Try it —
In the data below, give the number of lines that contain the word "used". Nothing else is needed.

Data listing —
__________

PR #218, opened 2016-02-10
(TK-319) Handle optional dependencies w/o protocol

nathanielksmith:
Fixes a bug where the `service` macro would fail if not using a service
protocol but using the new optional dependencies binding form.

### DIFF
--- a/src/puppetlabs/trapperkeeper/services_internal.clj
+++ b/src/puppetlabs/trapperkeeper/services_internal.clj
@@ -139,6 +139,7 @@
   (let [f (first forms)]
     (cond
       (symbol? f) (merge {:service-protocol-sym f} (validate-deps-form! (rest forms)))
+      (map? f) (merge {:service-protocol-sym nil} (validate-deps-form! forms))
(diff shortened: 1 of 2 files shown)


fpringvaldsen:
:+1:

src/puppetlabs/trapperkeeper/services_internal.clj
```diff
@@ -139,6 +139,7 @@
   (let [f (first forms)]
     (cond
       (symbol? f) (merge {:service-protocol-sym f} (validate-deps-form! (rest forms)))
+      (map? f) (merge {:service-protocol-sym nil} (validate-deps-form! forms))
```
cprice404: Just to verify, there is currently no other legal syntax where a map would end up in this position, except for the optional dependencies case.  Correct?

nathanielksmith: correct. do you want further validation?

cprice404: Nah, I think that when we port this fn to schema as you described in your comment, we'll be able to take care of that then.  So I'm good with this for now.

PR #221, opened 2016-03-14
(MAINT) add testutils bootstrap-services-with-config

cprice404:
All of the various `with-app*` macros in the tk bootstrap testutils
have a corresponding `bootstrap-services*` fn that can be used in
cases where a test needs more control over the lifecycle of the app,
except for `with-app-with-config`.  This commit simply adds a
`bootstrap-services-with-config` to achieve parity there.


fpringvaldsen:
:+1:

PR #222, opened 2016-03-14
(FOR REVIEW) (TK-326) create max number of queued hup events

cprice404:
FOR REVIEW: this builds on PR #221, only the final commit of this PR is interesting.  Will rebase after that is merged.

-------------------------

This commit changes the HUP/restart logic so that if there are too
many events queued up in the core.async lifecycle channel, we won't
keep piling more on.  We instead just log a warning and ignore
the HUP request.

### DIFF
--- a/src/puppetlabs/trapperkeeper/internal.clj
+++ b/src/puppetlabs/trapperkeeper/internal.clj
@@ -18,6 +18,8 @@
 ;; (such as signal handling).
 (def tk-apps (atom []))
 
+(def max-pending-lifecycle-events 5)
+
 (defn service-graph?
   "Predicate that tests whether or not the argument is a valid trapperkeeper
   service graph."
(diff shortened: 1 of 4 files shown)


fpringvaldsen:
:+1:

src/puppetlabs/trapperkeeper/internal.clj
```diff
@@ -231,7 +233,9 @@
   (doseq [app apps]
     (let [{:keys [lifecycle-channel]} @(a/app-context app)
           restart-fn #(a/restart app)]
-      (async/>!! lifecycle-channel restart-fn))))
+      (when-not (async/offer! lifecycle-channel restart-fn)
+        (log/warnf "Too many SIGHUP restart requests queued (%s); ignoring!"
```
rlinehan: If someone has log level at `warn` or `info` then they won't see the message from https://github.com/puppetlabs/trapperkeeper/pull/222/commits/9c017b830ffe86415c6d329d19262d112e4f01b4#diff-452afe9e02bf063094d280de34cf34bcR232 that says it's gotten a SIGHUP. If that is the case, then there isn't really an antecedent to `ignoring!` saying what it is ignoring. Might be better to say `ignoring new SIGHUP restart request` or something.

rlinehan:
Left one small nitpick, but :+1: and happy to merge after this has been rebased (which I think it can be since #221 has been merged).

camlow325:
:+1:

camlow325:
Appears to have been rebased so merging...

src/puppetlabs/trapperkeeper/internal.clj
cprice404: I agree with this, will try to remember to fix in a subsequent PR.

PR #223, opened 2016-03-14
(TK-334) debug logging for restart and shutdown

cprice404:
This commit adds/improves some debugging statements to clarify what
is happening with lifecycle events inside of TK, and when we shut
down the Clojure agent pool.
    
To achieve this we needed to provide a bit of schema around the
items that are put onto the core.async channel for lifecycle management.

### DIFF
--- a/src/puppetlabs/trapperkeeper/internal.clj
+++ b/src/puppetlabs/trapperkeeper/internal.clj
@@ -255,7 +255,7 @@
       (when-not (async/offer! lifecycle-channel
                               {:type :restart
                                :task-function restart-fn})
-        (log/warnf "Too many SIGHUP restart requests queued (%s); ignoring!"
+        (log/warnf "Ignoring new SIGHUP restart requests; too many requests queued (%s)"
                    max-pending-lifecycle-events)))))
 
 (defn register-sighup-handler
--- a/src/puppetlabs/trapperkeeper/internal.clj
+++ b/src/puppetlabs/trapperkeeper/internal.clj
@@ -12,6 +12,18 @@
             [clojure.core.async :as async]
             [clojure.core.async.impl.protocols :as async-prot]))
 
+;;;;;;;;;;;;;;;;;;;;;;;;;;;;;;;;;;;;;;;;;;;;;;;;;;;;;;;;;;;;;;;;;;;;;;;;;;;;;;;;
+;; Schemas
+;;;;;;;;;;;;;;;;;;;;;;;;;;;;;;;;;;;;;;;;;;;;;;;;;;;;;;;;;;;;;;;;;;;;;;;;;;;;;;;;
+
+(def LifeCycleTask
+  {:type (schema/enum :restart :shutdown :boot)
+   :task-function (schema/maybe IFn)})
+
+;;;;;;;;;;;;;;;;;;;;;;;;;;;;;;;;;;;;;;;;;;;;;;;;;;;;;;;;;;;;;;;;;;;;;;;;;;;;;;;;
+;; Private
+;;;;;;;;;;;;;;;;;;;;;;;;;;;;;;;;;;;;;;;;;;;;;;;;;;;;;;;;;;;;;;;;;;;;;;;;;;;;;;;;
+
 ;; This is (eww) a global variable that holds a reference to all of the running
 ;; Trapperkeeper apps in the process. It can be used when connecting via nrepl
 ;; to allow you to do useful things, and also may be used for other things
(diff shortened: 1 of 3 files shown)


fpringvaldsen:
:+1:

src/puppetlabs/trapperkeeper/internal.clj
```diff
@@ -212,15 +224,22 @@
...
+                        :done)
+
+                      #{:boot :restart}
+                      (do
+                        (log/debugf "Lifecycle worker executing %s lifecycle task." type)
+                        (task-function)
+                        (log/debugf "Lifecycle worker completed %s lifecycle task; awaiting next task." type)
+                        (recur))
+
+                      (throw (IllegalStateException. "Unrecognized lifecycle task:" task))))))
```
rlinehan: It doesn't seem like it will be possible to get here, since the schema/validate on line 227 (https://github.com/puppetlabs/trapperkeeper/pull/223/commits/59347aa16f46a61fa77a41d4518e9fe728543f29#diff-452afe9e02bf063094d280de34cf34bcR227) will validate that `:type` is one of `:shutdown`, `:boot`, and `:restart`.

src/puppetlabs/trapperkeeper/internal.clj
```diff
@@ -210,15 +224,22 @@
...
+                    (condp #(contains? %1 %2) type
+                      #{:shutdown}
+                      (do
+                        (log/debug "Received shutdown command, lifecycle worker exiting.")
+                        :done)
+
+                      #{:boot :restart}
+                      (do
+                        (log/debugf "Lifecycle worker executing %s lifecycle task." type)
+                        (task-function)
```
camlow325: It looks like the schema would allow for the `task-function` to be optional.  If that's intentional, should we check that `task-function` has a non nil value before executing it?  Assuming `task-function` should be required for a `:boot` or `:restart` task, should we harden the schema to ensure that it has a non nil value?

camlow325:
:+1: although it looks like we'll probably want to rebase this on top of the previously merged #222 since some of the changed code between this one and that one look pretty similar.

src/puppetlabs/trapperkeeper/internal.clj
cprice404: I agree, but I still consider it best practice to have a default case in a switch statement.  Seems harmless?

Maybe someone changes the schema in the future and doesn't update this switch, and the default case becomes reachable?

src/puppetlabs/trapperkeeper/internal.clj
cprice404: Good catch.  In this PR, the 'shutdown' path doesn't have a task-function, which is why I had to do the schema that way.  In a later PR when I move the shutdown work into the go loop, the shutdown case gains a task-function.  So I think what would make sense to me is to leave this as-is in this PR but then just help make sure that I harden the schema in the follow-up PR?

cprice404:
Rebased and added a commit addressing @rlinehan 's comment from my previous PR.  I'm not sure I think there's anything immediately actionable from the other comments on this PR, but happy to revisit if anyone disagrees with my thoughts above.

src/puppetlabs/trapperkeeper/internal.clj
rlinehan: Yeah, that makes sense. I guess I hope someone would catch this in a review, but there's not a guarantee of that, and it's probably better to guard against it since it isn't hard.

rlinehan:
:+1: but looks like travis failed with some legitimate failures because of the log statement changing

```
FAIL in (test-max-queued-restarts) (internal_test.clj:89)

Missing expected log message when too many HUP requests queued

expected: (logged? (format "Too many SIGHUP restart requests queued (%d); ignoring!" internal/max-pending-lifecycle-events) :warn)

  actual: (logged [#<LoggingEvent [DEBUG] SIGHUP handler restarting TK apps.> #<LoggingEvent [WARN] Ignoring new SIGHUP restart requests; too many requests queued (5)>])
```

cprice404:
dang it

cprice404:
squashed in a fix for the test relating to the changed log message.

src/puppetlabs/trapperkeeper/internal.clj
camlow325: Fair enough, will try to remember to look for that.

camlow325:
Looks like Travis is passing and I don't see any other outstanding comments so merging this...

__________

Task output —
3